The landmark S&P downgrade of its U.S. government debt outlook reinforces what we have been saying since 2010: The United States is on an unsustainable fiscal path from which it cannot exit without political consensus


Nouriel Roubini usually has it right.


Wart

mriddick
04-19-2011, 05:41 AM
Hopefully it's another reason for Washington to get serous about fixing this mess.

Warthogg
04-19-2011, 02:33 PM
Hopefully it's another reason for Washington to get serous about fixing this mess.

On the "another reason" to get serious certainly I agree.

UNLESS the actual goal is to destroy the dollar and issue a new world wide fiat currency through the IMF. If that's what is really happening, then Washington is already seriously going about its real business.


Wart

Warthogg
04-19-2011, 04:37 PM
UNLESS the actual goal is to destroy the dollar and issue a new world wide fiat currency through the IMF. If that's what is really happening, then Washington is already seriously going about its real business.


Wart

Wellll, the University of Texas just took 'physical possession' of about $1 billion in gold bars.

I'm gonna count that news as a CLUE !!




Over the weekend, an announcement was made that the University of Texas endowment fund had decided to take delivery of $1 billion worth of gold. This was an absolutely huge development on multiple fronts.

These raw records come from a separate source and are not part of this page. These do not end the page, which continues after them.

PR #674, opened 2026-07-11
feat: publish observed Checkout resources

### LINKED ISSUE #614: Git provider contributes observed Checkout resources (discovery only)
## Parent
#604 · Re-sliced 2026-07-10 per the portfolio steer (`project-map/briefs/flotilla-steer-2026-07-08.md`): this issue is now **discovery only** — the view half moved to the generic-table-tabs slice (see #667-to-be / issue filed alongside this edit).

## What to build
On each refresh cycle the git provider writes **observed `Checkout` resources** (Observed spec variant, `flotilla.work/authority: observed`, `flotilla.work/repo` label) into the ephemeral store for every worktree of every registered repo root — create/update/delete as worktrees appear and vanish, new generation after daemon restart. Resources in the store; no presentation work in this slice. The existing ProviderData path stays untouched (deleted later in #616).

## Acceptance criteria
- [ ] Git provider populates observed Checkouts into the ephemeral store each refresh (create/update/delete as worktrees appear/vanish)
- [ ] Facts-in-spec per the contract: ref/branch, path, repo ref
- [ ] Generation semantics: fresh generation after daemon restart; stale-generation reads are distinguishable
- [ ] Observed Checkouts flow through the Aggregator/replica snapshot like any other resource (visible to a store query / replica-snapshot JSON) — no TUI changes required to verify

## Blocked by
None — the substrate (#626/#627) and Aggregator (PR #664 backend) exist.

rjwittams:
## Summary

- publish each refreshed local checkout as an observed `Checkout` resource in the ephemeral store
- reconcile create, update, and deletion by stable path-derived resource identity while preserving adopted resources
- retain the existing `ProviderData` path during the Plane-A transition and cover the projection at the daemon boundary

Closes #614.

## Validation

- `cargo clippy -p flotilla-core -p flotilla-resources --all-targets --locked -- -D warnings`

## Known baseline failures

The full workspace gates currently stop on unrelated existing failures:

- workspace clippy: duplicated `#[cfg(test)]` in `flotilla-daemon/src/runtime/test_git_repo.rs`
- workspace tests: `tests/flotillad_binary.rs` cannot find the expected root `flotillad` binary target

### DIFF
--- a/crates/flotilla-core/src/in_process.rs
+++ b/crates/flotilla-core/src/in_process.rs
@@ -1561,6 +1561,19 @@ impl InProcessDaemon {
             updates.push((identity, last_local_providers, re_snapshot));
         }
 
+        let namespace = self.provisioning_namespace().await;
+        for (identity, local_providers, snapshot) in &updates {
+            if snapshot.errors.iter().any(|error| error.category == "checkouts") {
+                warn!(repo = %identity.path, "skipping observed checkout reconciliation after checkout discovery failed");
+                continue;
+            }
+            if let Err(error) =
+                crate::observed_resources::reconcile_checkouts(&self.observed_resource_backend, &namespace, identity, local_providers).await
+            {
+                warn!(repo = %identity.path, %error, "failed to reconcile observed checkouts");
+            }
+        }
+
         // Apply updates under write lock and broadcast
         let mut repos = self.repos.write().await;
         for (identity, last_local_providers, re_snapshot) in updates {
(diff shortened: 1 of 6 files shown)


rjwittams:
Addressed the repo-key concern in ccf436b6: observed Checkout reconciliation now passes the derived URL through canonicalize_repo_url, rejects the explicit unknown identity fallback, and covers both authority-case normalization and no-op preservation on identity failure. Filed #677 for the valid untrack/remote-change cleanup follow-up; it needs last-root and adopted-resource semantics beyond this projection slice.

rjwittams:
Fixed in f9039ca3. Reconciliation now rejects both unknown and local fallback identities, so a repository without a recognized remote neither publishes a path-derived repo key nor leaks its filesystem path through the repo label. Added regression coverage for the local fallback.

First, the UT endowment fund’s gold purchase was a radical deviation from the standard institutional portfolio, the possibility of which we have considered for some time. Since UT has about $20 billion in assets, a $1 billion gold allocation would indicate 5% of its assets in gold. The standard institutional allocation to gold is 1%; a 5% allocation is a huge increase. If (or in our opinion, when) other institutions adopt a similar stance, the price of gold will skyrocket.